++++ GIVEN RECORDS
PR #8054, opened 2025-07-14
removing hyphenation from ly adverbs

lorihughes:
Change: remove hyphenation on -ly adverbs in the text (_only_ the text) of the Standard. 

Reason: Most common writing style guides omit hyphenation for -ly adverbs; i.e., an -ly adverb + adjective combination does not create a compound adjective. 

Chicago Manual of Style, 17th ed., 5.93: "(3) A two-word phrasal adjective that begins with an adverb ending in -ly is not hyphenated {a sharply worded reprimand}" 
Chicago Manual of Style, 17th ed., 7.85: "With the exception of proper nouns (such as United States) and compounds formed by an adverb ending in ly plus an adjective, it is never incorrect to hyphenate adjectival compounds before a noun." 

New Oxford Style Manual [Oxford Univ Press, 2016], 3.3.3: "Do not hyphenate adjectival compounds where the first element is an adverb ending in -ly"

New York Times Manual of Style and Usage, 5th ed., hyphen: "Never use a hyphen after an adverb ending in ly"

AP Stylebook, 55th ed., hyphen: "No hyphen is needed to link a two-word phrase that includes the adverb very and all adverbs ending in -ly"

### DIFF
--- a/source/containers.tex
+++ b/source/containers.tex
@@ -6225,11 +6225,11 @@ namespace std {
 \pnum
 \indextext{\idxcode{array}!initialization}%
 \indextext{requirements!container}%
-An \tcode{array} relies on the implicitly-declared special
+An \tcode{array} relies on the implicitly declared special
 member functions\iref{class.default.ctor,class.dtor,class.copy.ctor} to
 conform to the container requirements table in~\ref{container.requirements}.
 In addition to the requirements specified in the container requirements table,
-the implicitly-declared move constructor and move assignment operator for \tcode{array}
+the implicitly declared move constructor and move assignment operator for \tcode{array}
 require that \tcode{T} be \oldconcept{MoveConstructible} or \oldconcept{MoveAssignable},
 respectively.
 
@@ -6996,7 +6996,7 @@ Modifying any list requires access to the element preceding the first element
 of interest, but in a \tcode{forward_list} there is no constant-time way to access a
 preceding element.
 For this reason, \tcode{erase_after} and \tcode{splice_after}
-take fully-open ranges, not semi-open ranges.
+take fully open ranges, not semi-open ranges.
 \end{note}
 
 \pnum
--- a/source/algorithms.tex
+++ b/source/algorithms.tex
@@ -256,7 +256,7 @@ that takes separate iterator and sentinel arguments.
 
 \pnum
 The well-formedness and behavior of a call to an algorithm with
-an explicitly-specified template argument list
+an explicitly specified template argument list
 is unspecified, except where explicitly stated otherwise.
 \begin{note}
 Consequently, an implementation can declare an algorithm with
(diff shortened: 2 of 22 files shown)


jwakely:
Some of these are fine, but some are technical definitions (incompletely defined object, potentially-evaluated) and changes those doesn't seem editorial to me.

lorihughes:
How do "potentially-evaluated" and "incompletely-defined object" *technically* differ from "potentially evaluated" and "incompletely defined object"?

jwakely:
They are terms that have been invented by the Core Working Group and should probably not be changed by the editor without at least checking with CWG. It's not _what_ they mean that matters, it's the fact that they are defined terms which have been chosen specifically. It's not editorial to change them.

jwakely:
I'm not saying they shouldn't be fixed, only that I think a slightly different process should be used to fix them (even if it's just asking CWG to approve the change before merging this).

source/containers.tex
```diff
@@ -6996,7 +6996,7 @@
 of interest, but in a \tcode{forward_list} there is no constant-time way to access a
 preceding element.
 For this reason, \tcode{erase_after} and \tcode{splice_after}
-take fully-open ranges, not semi-open ranges.
```
tkoeppe: This is an interesting case: I understand that, in isolation, an adverb qualifies an adjective. But here we're drawing from a coherent family of terms like "half-open", "semi-open", "closed-open", "open-open", "fully-open", "fully-closed" (some of which are synonyms), where there isn't always an adverb as the first part, but it's still useful to have a common style to show that these are all members of the same technical domain, and we don't mean "fully open" in some other, broader sense. ("You've not been fully open about your use of fully-open ranges")

(Not to be confused with "clopen", which is both open and closed at once, and [something different](https://en.wikipedia.org/wiki/Clopen_set) :-) )

lorihughes: In "You've not been fully open about your use of fully-open ranges," the function of fully is still the same in both uses: It's an adverb describing an adjective. With "half-open," you have a compound adjective, but -ly adverbs do not form compound adjectives, even when our terminology would be nicely consistent and tidy if they did.

AlisdairM:
> They are terms that have been invented by the Core Working Group and should probably not be changed by the editor without at least checking with CWG. It's not _what_ they mean that matters, it's the fact that they are defined terms which have been chosen specifically. It's not editorial to change them.

I note the following terms that are explicitly defined as hyphenated terms of power that should probably be left aside for a first patch, and addressed later in conjunction with Core:

\defn{potentially-overlapping subobject}
\defnadj{incompletely-defined}{object type}
\defnadjx{potentially-evaluated}{subexpressions}{subexpression}
\defnx{explicitly-defaulted}{definition!function!explicitly-defaulted}
\defnx{potentially-throwing exception specification}
\defnx{potentially-throwing}{potentially-throwing!expression}
\defn{potentially-constant}
\definition{conditionally-supported}{defns.cond.supp}
\defn{equivalently-valued} pointer values
\defnx{immediately-declared constraint}{constraint!immediately-declared}
\defn{possibly-reclaimable}

I fear that it would be a lot of work to filter all of those cases and would greatly reduce the scope of this PR, but not eliminate it entirely.  Hopefully applying such a filter would leave the subset of changes that can be editorially acted upon quickly.

AlisdairM:
This PR would also go a long way to resolving #440.

PR #8043, opened 2025-07-10
P3491R3 `define_static_{string,object,array}`

eisenwave:
Closes #7933.
Also closes https://github.com/cplusplus/papers/issues/2158.

PR #8063, opened 2025-07-15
++++++++
• **TASK OBJECTIVE**: Write out exactly the lines from the line containing "PR #8043, opened 2025-07-10" to the end of the listing above, both included, and nothing else.

• **ANSWER TO THE EXERCISE**:
PR #8043, opened 2025-07-10
P3491R3 `define_static_{string,object,array}`

eisenwave:
Closes #7933.
Also closes https://github.com/cplusplus/papers/issues/2158.

PR #8063, opened 2025-07-15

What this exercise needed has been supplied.